Democracy is based on the idea of one person, one vote. But there is an exception: in municipal elections you can vote at home and at the cottage… and anywhere else you own or rent a residence in Ontario.
The principle is simply that you need representation where you pay taxes. Since you pay property tax on your home and on your cottage, and since each municipal government functions independently from all the others, you get to have a say in each of those governments.
Cottage voters have always been a significant voice in Muskoka elections. In Georgian Bay Township, there are eight times as many seasonal residents as there are permanent residents; in Muskoka Lakes, it’s five times. In Muskoka overall, the seasonal population is one-third larger than the residential population.

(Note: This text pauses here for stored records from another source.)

PR #8566, opened 2026-08-25
HBASE-30327 Implement adaptive parallel seek in StoreScanner

ichsansaid:
## Summary

Introduces an adaptive parallel seek strategy in `StoreScanner` that gracefully handles thread pool saturation by dynamically switching between parallel and sequential execution based on available capacity.

JIRA: https://issues.apache.org/jira/browse/HBASE-30327

## Problem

With that many potential voters living outside the riding, Muskoka and Parry Sound have taken a keen interest in helping cottage owners to vote. Mail-in ballots have been around for years, but this year Muskoka and Parry Sound municipalities have switched to online electronic voting or telephone voting.
The election takes place province-wide on October 22, but online and telephone voting begin after Thanksgiving.

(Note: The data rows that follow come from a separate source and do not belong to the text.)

PR #8569, opened 2026-08-25
HBASE-30340: CatalogJanitor can run concurrent scans due to incorrect alreadyRunning lock handling

sercanCyberVision:
`CatalogJanitor.scan()` can allow concurrent scans due to incorrect handling of the
`alreadyRunning` lock.

**ROOT CAUSE**
Currently, the lock acquisition is performed inside the `try` block:
```
    try {
      if (!alreadyRunning.compareAndSet(false, true)) {
        return -1;
      }
      ...
    } finally {
      alreadyRunning.set(false);
    }
```
When a scan is already running, a concurrent scan fails the `compareAndSet()` and
returns immediately. However, because the lock acquisition is inside the `try` block,
the `finally` block is still executed and resets `alreadyRunning` to false.

This allows another scan to acquire the lock while the original scan is still running.

**SOLUTION**
The lock acquisition should be moved before the `try` block:
```
    if (!alreadyRunning.compareAndSet(false, true)) {
      return -1;
    }
    try {
      ...
    } finally {
      alreadyRunning.set(false);
    }
```
This prevents another scan from starting until the current scan has completed.

### DIFF
--- a/hbase-server/src/test/java/org/apache/hadoop/hbase/master/janitor/TestCatalogJanitor.java
+++ b/hbase-server/src/test/java/org/apache/hadoop/hbase/master/janitor/TestCatalogJanitor.java
@@ -35,6 +35,8 @@ import java.util.Map;
 import java.util.Objects;
 import java.util.SortedMap;
 import java.util.TreeMap;
+import java.util.concurrent.CountDownLatch;
+import java.util.concurrent.TimeUnit;
 import java.util.concurrent.atomic.AtomicBoolean;
 import org.apache.hadoop.fs.FSDataOutputStream;
 import org.apache.hadoop.fs.FileStatus;
@@ -688,6 +690,52 @@ public class TestCatalogJanitor {
       threads[i].join();
     }
     assertTrue(gcValues.contains(-1), "One janitor.scan() call should have returned -1");
+  }
+
+  @Test
+  public void testAlreadyRunningStatusDoesNotClearLock() throws Exception {
+    CatalogJanitor spy = spy(this.janitor);
+
+    CountDownLatch scanStarted = new CountDownLatch(1);
+    CountDownLatch allowScanToFinish = new CountDownLatch(1);
+
+    doAnswer(invocation -> {
+      scanStarted.countDown();
+      assertTrue(allowScanToFinish.await(15, TimeUnit.SECONDS),
+        "Timed out waiting for the test to release the first catalog janitor scan.");
+      return new CatalogJanitorReport();
+    }).when(spy).scanForReport();
+
+    Thread scanThread = new Thread(() -> {
+      try {
+        spy.scan();
+      } catch (IOException e) {
+        throw new RuntimeException(e);
+      }
+    });
+
+    scanThread.start();
+    try {
+      // First scan acquires the lock and remains running.
+      assertTrue(scanStarted.await(5, TimeUnit.SECONDS));
+      LOG.info("First catalog janitor scan started and waiting to finish.");
+
+      // Second scan detects that another scan is running.
+      assertEquals(-1, spy.scan());
+      LOG.info("Second catalog janitor scan attempt returned -1.");
+
+      // The second scan must not clear the lock.
+      // Therefore, the third scan must also report that a scan is running.
+      int result = spy.scan();
+      LOG.info("Third catalog janitor scan attempt returned {}.", result);
+      assertEquals(-1, result);
+    } finally {
+      // Let the first scan finish.
+      LOG.info("Releasing first catalog janitor scan and waiting for it to complete.");
+      allowScanToFinish.countDown();
+      scanThread.join(5000);
+      LOG.info("First catalog janitor scan thread alive after join: {}", scanThread.isAlive());
+    }
   }
 
   private FileStatus[] addMockStoreFiles(int count, MasterServices services, Path storedir)
--- a/hbase-server/src/main/java/org/apache/hadoop/hbase/master/janitor/CatalogJanitor.java
+++ b/hbase-server/src/main/java/org/apache/hadoop/hbase/master/janitor/CatalogJanitor.java
@@ -164,14 +164,14 @@ public class CatalogJanitor extends ScheduledChore {
    */
   public int scan() throws IOException {
     int gcs = 0;
-    try {
-      if (!alreadyRunning.compareAndSet(false, true)) {
-        if (LOG.isDebugEnabled()) {
-          LOG.debug("CatalogJanitor already running");
-        }
-        // -1 indicates previous scan is in progress
-        return -1;
+    if (!alreadyRunning.compareAndSet(false, true)) {
+      if (LOG.isDebugEnabled()) {
+        LOG.debug("CatalogJanitor already running");
       }
+      // -1 indicates previous scan is in progress
+      return -1;
+    }
+    try {
       this.lastReport = scanForReport();
       if (!this.lastReport.isEmpty()) {
         LOG.warn(this.lastReport.toString());


guluo2016 (approved):
Thanks for the contribution!
Could we add a UT for this scenario  @sercanCyberVision

sercanCyberVision:
@guluo2016, thank you for reviewing the PR.

I have added a UT for this scenario and ran the full `TestCatalogJanitor` test class. All 11 tests passed:
```
[INFO] -------------------------------------------------------
[INFO]  T E S T S
[INFO] -------------------------------------------------------
[INFO] Running org.apache.hadoop.hbase.master.janitor.TestCatalogJanitor
[INFO] Tests run: 11, Failures: 0, Errors: 0, Skipped: 0, Time elapsed: 14.94 s -- in org.apache.hadoop.hbase.master.janitor.TestCatalogJanitor
[INFO] 
[INFO] Results:
[INFO] 
[INFO] Tests run: 11, Failures: 0, Errors: 0, Skipped: 0
```

I verified that the expected log messages are present in the corresponding `TestCatalogJanitor-output.txt` file:
```
2026-08-27T10:53:14,027 INFO  [HBase-Test-TestCatalogJanitor-Main-Thread] janitor.TestCatalogJanitor(721): First catalog janitor scan started and waiting to finish.
2026-08-27T10:53:14,029 INFO  [HBase-Test-TestCatalogJanitor-Main-Thread] janitor.TestCatalogJanitor(725): Second catalog janitor scan attempt returned -1.
2026-08-27T10:53:14,032 INFO  [junit-timeout-thread-1] janitor.TestCatalogJanitor(734): Third catalog janitor scan attempt returned -1.
2026-08-27T10:53:14,032 INFO  [HBase-Test-TestCatalogJanitor-Main-Thread] janitor.TestCatalogJanitor(747): Releasing first catalog janitor scan and waiting for it to complete.
```

I also executed the new test against the original implementation (before the fix). The test timed out after 60 seconds because the third `scan()` call did not return `-1` as expected:
```
2026-08-27T10:44:27,867 ERROR [HBase-Test-TestCatalogJanitor-Main-Thread] janitor.TestCatalogJanitor(739): Third catalog janitor scan did not return -1 within 60 seconds; the scan may be running instead of returning -1.
```

hbase-server/src/test/java/org/apache/hadoop/hbase/master/janitor/TestCatalogJanitor.java
```diff
@@ -690,6 +694,63 @@ public void testAlreadyRunningStatus() throws Exception {
...
+
+    // Second scan detects that another scan is running.
+    assertEquals(-1, spy.scan());
+    LOG.info("Second catalog janitor scan attempt returned -1.");
+
+    // The second scan must not clear the lock.
+    // Therefore, the third scan must also report that a scan is running.
+    try {
+      assertTimeoutPreemptively(
+        Duration.ofMinutes(1),
```
guluo2016: one minute is too long

sercanCyberVision:
@guluo2016, please find the changes:

1. As you suggested, I set the timeout duration to 5 seconds for the third scan attempt to return.
2. As Copilot suggested, I extended the `try/catch/finally` block scope to cover all scan attempts, so that if something goes wrong earlier in the test, `allowScanToFinish` can still be released in the `finally` block.
3. As Copilot suggested, I set a 15-second timeout for `allowScanToFinish` in `scanForReport()`. This gives the test enough time to complete all three scan attempts, including the 5-second timeout of the third scan in the negative test case, before `allowScanToFinish` is released in the `finally` block.

I executed both the positive and negative test cases again.

In the negative test case, on the build side:
```
[ERROR] Tests run: 11, Failures: 1, Errors: 0, Skipped: 0, Time elapsed: 19.93 s <<< FAILURE! -- in org.apache.hadoop.hbase.master.janitor.TestCatalogJanitor
[ERROR] org.apache.hadoop.hbase.master.janitor.TestCatalogJanitor.testAlreadyRunningStatusDoesNotClearLock -- Time elapsed: 7.665 s <<< FAILURE!
org.opentest4j.AssertionFailedError: execution timed out after 5000 ms
```

On the logs side:
```
2026-08-27T15:10:57,317 ERROR [HBase-Test-TestCatalogJanitor-Main-Thread] janitor.TestCatalogJanitor(743): Catalog janitor scan concurrency test failed; the alreadyRunning lock mechanism may not be behaving as expected.
2026-08-27T15:10:57,318 INFO  [HBase-Test-TestCatalogJanitor-Main-Thread] janitor.TestCatalogJanitor(751): Releasing first catalog janitor scan and waiting for it to complete.
```

hbase-server/src/test/java/org/apache/hadoop/hbase/master/janitor/TestCatalogJanitor.java
sercanCyberVision: This is addressed.

hbase-server/src/test/java/org/apache/hadoop/hbase/master/janitor/TestCatalogJanitor.java
```diff
@@ -690,6 +694,67 @@ public void testAlreadyRunningStatus() throws Exception {
...
+      LOG.info("First catalog janitor scan started and waiting to finish.");
+
+      // Second scan detects that another scan is running.
+      assertEquals(-1, spy.scan());
+      LOG.info("Second catalog janitor scan attempt returned -1.");
+
+      // The second scan must not clear the lock.
+      // Therefore, the third scan must also report that a scan is running.
+
+      assertTimeoutPreemptively(
```
guluo2016: I think the assertTimeoutPreemptively could be removed, since spy.scan() should return -1 immediately without needing a background thread.
In addition, the assertTimeoutPreemptively has undesirable side effects in some scenarios，details see：https://docs.junit.org/6.0.0/writing-tests/assertions.html?utm_source=chatgpt.com#:~:text=Preemptive%20Timeouts%20with,lang.ThreadLocal%20storage.

hbase-server/src/test/java/org/apache/hadoop/hbase/master/janitor/TestCatalogJanitor.java
```diff
@@ -690,6 +694,67 @@ public void testAlreadyRunningStatus() throws Exception {
...
+          assertEquals(-1, result);
+        }
+      );
+    } catch (AssertionError e) {
+      LOG.error(
+        "Catalog janitor scan concurrency test failed; "
+          + "the alreadyRunning lock mechanism may not be behaving as expected.",
+        e
+      );
+      throw e;
```
guluo2016: I think this catch block also is unnecessary, since it doesn't add any assertion or change the test result.

hbase-server/src/test/java/org/apache/hadoop/hbase/master/janitor/TestCatalogJanitor.java
```diff
@@ -690,6 +694,67 @@ public void testAlreadyRunningStatus() throws Exception {
...
+    } finally {
+      // Let the first scan finish.
+      LOG.info("Releasing first catalog janitor scan and waiting for it to complete.");
+      allowScanToFinish.countDown();
+      scanThread.join(5000);
+      assertFalse(scanThread.isAlive());
```
guluo2016: The assertion also is unnecessary
Maybe we can simply log whether the scanThread is alive here.

hbase-server/src/test/java/org/apache/hadoop/hbase/master/janitor/TestCatalogJanitor.java
sercanCyberVision: You are right. We already have `allowScanToFinish.await(15, TimeUnit.SECONDS),`, which provides a timeout if the third scan incorrectly acquires the lock and starts running. I have removed `assertTimeoutPreemptively`

hbase-server/src/test/java/org/apache/hadoop/hbase/master/janitor/TestCatalogJanitor.java
sercanCyberVision: It was only there for logging purposes for the third scan attempt. Since `assertTimeoutPreemptively` has been removed, it is no longer needed, so I removed it as well.

hbase-server/src/test/java/org/apache/hadoop/hbase/master/janitor/TestCatalogJanitor.java
sercanCyberVision: Done.

guluo2016:
Please run `mvn spotless:apply` to fix the style issues, Thanks @sercanCyberVision

sercanCyberVision:
@guluo2016 
I have executed `mvn spotless:apply`, ran the tests one more time just in case, and pushed the changes.

Thank you for helping me throughout this PR!

guluo2016 (approved):
LGTM, thanks

Apache9 (approved):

Not everyone at the cottage gets to vote, even if they’re over 18. Only the owner of the cottage and their spouse will be on the voters’ list – if anyone else at the cottage wants to cast a vote, they would need to declare the cottage as their principal residence.

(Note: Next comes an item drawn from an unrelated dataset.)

PR #8573, opened 2026-08-26
HBASE-30403 CustomDateTieredCompactionPolicy#getCompactBoundariesForMajor drops the cutOffTimestamp boundary when files lack CUSTOM_TIERING_TIME_RANGE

If you’re on the voters’ list, you should have received a voting package in the mail by now. If you haven’t, contact your municipality.
Who am I voting for?
In Muskoka, there are two levels of councillor. The Town or Township councillor represents your ward at Township or Town meetings.
Each of the six municipalities also has District councillors, who represent their entire municipality at meetings of the District council (there are four District councillors from each municipality, other than Lake of Bays and Georgian Bay who only have three each). There are also mayors of each municipality, who are elected separately. The mayors also sit on District Council.
Muskoka residents were also going to be able to vote for the position of District Chair, the person who chairs the meetings of the District Council and serves as the CEO of the District. But that election was cancelled by the new Ontario government, in the same bill that reshaped Toronto council. Instead, as for many years past, the District Chair will be chosen from the community by the members of Muskoka District Council, who will cast their votes at their first meeting.
In addition, voters will be choosing the school board trustees for whichever board they are affiliated with (public, Catholic, French or English).